This Robotic Gripper Can Sense Ripeness by Touch

Robots are a big help on modern farms, where they can do everything from watering crops to bringing in the harvest. But while they are very capable in many respects, they don’t have the same “feel” for things that people do. Sure, they can pluck countless bushels of fruit from an orchard, but they aren’t so good at telling whether that fruit is any good. That takes a special kind of knowledge. And if you’ve ever seen anyone in a grocery store poking and prodding at produce, you know just how involved the selection process can be.

In the future, robots may give us a run for our money, thanks to the work of a team of researchers at Cornell University. They have developed a Raspberry Pi-powered soft robotic gripper capable of sensing the ripeness of fruit through touch, mimicking the nuanced way humans assess produce.

The research centers on a five-fingered, flexible gripper embedded with stretchable fiber-optic sensors. Unlike traditional rigid robotic claws, this design allows the machine to gently grasp delicate fruits like strawberries without bruising them. At the same time, it measures subtle differences in firmness — one of the most reliable indicators of ripeness.

The project combines multiple sensing methods into a single compact device. Each finger contains optical fibers that detect both curvature and pressure by measuring changes in light intensity as the material bends or presses against an object. Meanwhile, a small Raspberry Pi Camera Module embedded in the palm provides visual data, helping the robot identify fruit that may be hidden behind leaves.

This multimodal approach — blending touch, vision, and motion sensing — addresses a major limitation in current agricultural robots. Many existing systems rely heavily on visual cues like color, which can be unreliable due to lighting conditions or natural variation between fruits. Others use tactile sensors but lack the finesse needed to avoid damaging soft produce. By integrating these capabilities, the Cornell gripper can make more accurate decisions while handling crops more delicately.

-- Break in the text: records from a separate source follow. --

PR #6935, opened 2020-05-12
Added IPv4 and CIDR indicators to the feed

hod-alpert:
## Status
- [ ] In Progress
- [x] Ready

## Related Issues
fixes: demisto/etc#24293

## Description
catching ip/cidrs indicators that are just in the same place as the valid domains that are fetched.
For example
The cidrs that are in the same line as microsoft.com here
image

## Note
Until [this PR](https://github.com/demisto/content/pull/6933) will be merged- ip indicators will have cidr indicators too


Itay4:
add unit test and check one indicator of each type

Packs/FeedMicrosoftIntune/Integrations/FeedMicrosoftIntune/FeedMicrosoftIntune.py
```diff
@@ -33,40 +33,40 @@ def build_iterator(self) -> List:
...
-        except ValueError as err:
-            demisto.debug(str(err))
-            raise ValueError(f'Could not parse returned data to Json. \n\nError massage: {err}')
+        table_rows = soup.select("tbody tr")
+        for row in table_rows:
+            found_domains = [string.strip() for string in row.strings if re.search(r'microsoft\.(com|net)', string)]
+            if found_domains:
+                domains += found_domains
+                ipv4s += [string.strip() for string in row.strings if re.match(ipv4Regex, string)]
+                ipv4cidrs += [string.strip() for string in row.strings if re.match(ipv4cidrRegex, string)]
```
avidan-H, line 50: Instead of using a list comprehension for each of these and essentially iterating over the contents twice, you can do one for loop for both of them. Then, if you check for `ipv4cidrRegex` first, you don't need to wait on the other PR you mentioned.

hod-alpert:
The description is very general and the change is not relevant to it unless I'll rewrite the whole thing, and the README is empty.
I'll leave it to @kirbles19 to decide

kirbles19:
@hod-alpert Done. I reviewed the RN.

PR #6939, opened 2020-05-12
Add ArcSight Logger images for docs

barchen1:
## Status
- [x] Ready

## Description
Added Arcsight logger images to docs/images.


ronykoz:
What about changing the image in the readme?

PR #6948, opened 2020-05-12
Created phishing pack

idovandijk:
## Status
- [x] In Progress - **testing on 5.5**
- [ ] Ready

## Related Issues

The device is not only intelligent but also efficient. It can close its grip in under two seconds, lift objects weighing up to one kilogram, and adapt to a wide range of shapes and sizes. Once it has determined that a fruit is ready to harvest, a built-in rotational mechanism gently twists it from the vine instead of pulling, reducing strain on both the fruit and the plant.

While strawberries served as the primary testing model — since their color provides an easy way to verify ripeness — the technology could be even more valuable for fruits like avocados or pawpaws, where visual cues are less reliable. These crops often suffer high postharvest losses because they ripen unpredictably and bruise easily.

Beyond improving harvesting accuracy, the researchers believe their system could support more sustainable farming practices. Smaller, more intelligent robots could enable diverse planting strategies, reduce reliance on pesticides, and minimize food waste in the years ahead.